[DATA UNDER STUDY — start]
PR #759, opened 2020-04-07
Add simple gatekeeper to provide backoff-like functionality

tuommaki:
This is super simple API to make it easy/readable to hold off from making
additional request in case threshold has been hit.

Towards https://github.com/giantswarm/giantswarm/issues/9912


pkg/gatekeeper/gatekeeper.go
```diff
@@ -0,0 +1,19 @@
+package gatekeeper
```
fiunchinho, line 1: looks fine, but I'm not a big fan of the name. It's not clear what it does, and it can be confused with OPA gatekeeper. What about `backpressure` or something along those lines?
[DATA UNDER STUDY — finish]
### PROBLEM TO WORK ON
Copy out, from the material above, each line where the word "gatekeeper" is present.

### ANSWER FOR THE TASK
Add simple gatekeeper to provide backoff-like functionality
pkg/gatekeeper/gatekeeper.go
+package gatekeeper
fiunchinho, line 1: looks fine, but I'm not a big fan of the name. It's not clear what it does, and it can be confused with OPA gatekeeper. What about `backpressure` or something along those lines?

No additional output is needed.